**DATASET EXTRACT:**
* * *

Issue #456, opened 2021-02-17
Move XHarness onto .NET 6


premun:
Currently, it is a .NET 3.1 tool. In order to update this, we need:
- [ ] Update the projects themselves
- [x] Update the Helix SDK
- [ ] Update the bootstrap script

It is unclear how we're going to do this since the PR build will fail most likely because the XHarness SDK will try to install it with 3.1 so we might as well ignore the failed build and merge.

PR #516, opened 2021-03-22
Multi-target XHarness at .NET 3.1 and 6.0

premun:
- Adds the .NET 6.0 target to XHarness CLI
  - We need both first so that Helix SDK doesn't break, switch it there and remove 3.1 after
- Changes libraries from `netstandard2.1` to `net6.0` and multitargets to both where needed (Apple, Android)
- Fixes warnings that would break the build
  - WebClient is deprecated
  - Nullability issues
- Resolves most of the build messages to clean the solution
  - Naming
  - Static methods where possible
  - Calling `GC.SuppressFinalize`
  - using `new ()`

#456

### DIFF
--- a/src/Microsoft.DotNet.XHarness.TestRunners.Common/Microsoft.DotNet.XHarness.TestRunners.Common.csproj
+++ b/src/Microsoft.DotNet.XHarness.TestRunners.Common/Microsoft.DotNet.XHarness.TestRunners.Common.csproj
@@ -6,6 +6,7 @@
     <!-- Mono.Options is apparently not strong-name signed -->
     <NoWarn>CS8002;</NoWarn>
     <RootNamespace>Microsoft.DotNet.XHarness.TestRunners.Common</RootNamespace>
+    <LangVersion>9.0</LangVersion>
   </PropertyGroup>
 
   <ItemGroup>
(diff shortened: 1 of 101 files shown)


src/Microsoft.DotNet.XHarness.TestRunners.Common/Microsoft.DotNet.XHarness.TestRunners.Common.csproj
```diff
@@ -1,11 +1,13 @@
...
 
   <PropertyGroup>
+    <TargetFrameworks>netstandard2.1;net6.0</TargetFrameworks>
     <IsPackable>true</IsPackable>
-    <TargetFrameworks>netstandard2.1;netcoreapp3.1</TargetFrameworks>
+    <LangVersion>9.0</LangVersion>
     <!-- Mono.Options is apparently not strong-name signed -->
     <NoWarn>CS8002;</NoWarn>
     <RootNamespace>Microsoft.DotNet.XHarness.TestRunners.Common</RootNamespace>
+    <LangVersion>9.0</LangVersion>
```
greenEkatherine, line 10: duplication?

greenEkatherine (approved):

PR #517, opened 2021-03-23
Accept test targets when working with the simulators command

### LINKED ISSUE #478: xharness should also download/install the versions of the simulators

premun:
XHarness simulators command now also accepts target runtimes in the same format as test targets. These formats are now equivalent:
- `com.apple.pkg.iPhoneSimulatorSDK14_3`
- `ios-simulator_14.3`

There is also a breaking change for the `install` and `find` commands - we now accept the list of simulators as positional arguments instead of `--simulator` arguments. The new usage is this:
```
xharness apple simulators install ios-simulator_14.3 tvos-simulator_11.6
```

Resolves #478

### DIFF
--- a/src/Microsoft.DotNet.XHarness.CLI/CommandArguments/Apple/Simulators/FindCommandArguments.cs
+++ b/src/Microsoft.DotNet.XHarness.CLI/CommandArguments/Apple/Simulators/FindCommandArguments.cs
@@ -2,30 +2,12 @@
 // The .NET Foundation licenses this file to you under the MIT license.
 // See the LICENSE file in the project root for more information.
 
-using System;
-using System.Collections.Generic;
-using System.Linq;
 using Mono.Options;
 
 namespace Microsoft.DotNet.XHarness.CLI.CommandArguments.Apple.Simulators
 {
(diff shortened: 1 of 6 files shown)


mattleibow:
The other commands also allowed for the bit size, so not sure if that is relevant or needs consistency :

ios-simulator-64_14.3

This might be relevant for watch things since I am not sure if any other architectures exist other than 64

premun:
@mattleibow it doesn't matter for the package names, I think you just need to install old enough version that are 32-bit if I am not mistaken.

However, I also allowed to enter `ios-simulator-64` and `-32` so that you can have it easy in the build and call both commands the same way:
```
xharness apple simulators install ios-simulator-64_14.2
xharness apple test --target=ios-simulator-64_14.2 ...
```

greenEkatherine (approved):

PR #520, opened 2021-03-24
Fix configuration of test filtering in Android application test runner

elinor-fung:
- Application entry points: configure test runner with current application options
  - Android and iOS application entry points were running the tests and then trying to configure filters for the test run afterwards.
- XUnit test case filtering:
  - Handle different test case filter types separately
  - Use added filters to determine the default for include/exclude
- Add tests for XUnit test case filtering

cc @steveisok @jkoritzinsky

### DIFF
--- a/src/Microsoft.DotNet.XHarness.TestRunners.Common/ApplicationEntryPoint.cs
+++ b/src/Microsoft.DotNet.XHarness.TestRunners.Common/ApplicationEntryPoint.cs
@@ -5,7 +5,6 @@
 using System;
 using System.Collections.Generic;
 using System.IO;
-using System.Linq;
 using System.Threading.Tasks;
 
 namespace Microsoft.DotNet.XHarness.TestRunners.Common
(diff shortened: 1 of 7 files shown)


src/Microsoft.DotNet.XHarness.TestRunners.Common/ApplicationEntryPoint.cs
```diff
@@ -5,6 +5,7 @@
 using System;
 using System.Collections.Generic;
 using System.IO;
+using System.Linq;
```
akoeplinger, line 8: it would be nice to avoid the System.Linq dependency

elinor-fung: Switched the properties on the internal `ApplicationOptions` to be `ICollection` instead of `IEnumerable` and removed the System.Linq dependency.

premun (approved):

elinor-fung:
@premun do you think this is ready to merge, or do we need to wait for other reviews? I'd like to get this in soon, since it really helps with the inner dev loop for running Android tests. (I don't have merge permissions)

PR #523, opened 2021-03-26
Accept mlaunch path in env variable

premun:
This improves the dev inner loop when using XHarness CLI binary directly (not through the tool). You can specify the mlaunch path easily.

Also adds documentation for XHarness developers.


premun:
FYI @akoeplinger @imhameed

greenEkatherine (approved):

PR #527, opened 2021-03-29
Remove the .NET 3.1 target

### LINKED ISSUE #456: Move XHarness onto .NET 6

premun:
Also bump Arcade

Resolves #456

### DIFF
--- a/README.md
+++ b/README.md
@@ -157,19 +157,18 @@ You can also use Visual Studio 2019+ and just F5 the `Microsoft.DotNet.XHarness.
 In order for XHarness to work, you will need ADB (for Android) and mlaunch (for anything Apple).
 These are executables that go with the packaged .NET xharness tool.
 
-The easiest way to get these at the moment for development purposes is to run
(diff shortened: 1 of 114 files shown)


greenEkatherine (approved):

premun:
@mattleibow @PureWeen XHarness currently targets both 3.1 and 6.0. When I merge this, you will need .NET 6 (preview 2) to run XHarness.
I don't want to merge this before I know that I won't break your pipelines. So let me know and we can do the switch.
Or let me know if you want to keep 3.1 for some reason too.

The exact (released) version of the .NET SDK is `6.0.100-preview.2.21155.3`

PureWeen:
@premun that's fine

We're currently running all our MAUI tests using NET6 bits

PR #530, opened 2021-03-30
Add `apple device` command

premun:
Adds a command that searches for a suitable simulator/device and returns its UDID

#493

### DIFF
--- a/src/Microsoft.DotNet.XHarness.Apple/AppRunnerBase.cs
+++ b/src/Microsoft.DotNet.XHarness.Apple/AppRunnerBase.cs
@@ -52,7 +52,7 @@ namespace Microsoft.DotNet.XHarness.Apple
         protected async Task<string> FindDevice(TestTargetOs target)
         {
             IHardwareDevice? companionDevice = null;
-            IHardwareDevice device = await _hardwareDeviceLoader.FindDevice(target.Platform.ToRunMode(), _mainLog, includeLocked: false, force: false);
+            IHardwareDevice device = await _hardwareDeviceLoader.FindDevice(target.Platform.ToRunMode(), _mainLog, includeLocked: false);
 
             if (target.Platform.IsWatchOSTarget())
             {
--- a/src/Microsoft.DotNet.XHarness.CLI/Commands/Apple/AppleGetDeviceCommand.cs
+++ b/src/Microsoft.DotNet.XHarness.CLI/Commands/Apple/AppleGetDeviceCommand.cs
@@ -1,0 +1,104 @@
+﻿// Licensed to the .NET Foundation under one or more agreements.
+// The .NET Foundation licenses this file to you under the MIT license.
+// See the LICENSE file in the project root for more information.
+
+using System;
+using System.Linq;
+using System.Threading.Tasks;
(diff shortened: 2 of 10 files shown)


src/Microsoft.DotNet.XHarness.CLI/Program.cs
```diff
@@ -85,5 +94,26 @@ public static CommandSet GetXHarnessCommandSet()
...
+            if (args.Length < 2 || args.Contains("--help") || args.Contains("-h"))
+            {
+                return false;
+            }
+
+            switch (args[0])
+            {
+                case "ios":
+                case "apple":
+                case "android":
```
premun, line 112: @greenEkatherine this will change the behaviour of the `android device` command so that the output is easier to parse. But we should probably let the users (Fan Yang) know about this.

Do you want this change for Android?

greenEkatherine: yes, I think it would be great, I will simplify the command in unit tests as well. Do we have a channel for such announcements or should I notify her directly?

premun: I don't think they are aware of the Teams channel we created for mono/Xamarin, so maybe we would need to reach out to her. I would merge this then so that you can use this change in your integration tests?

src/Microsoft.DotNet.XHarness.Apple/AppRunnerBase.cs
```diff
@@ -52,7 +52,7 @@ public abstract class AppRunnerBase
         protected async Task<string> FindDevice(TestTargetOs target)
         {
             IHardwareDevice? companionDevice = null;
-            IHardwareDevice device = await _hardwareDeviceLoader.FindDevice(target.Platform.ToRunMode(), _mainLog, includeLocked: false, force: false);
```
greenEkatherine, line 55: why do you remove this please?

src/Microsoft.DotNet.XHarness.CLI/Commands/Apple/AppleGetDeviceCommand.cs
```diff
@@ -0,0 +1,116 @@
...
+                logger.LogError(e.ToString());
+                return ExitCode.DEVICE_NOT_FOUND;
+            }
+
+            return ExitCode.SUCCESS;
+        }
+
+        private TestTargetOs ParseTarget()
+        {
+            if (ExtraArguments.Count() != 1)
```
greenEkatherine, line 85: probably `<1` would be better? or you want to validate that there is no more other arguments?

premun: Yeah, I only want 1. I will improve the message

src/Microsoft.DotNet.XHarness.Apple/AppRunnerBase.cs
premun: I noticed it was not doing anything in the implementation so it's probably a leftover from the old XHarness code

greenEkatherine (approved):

* * *

**EXERCISE OBJECTIVE:** Nothing but the lines above from the one containing "PR #517, opened 2021-03-23" through the one containing "XHarness simulators command" should appear in the answer, each repeated exactly.

**ANSWER TO THE PROBLEM:**
PR #517, opened 2021-03-23
Accept test targets when working with the simulators command

### LINKED ISSUE #478: xharness should also download/install the versions of the simulators

premun:
XHarness simulators command now also accepts target runtimes in the same format as test targets. These formats are now equivalent:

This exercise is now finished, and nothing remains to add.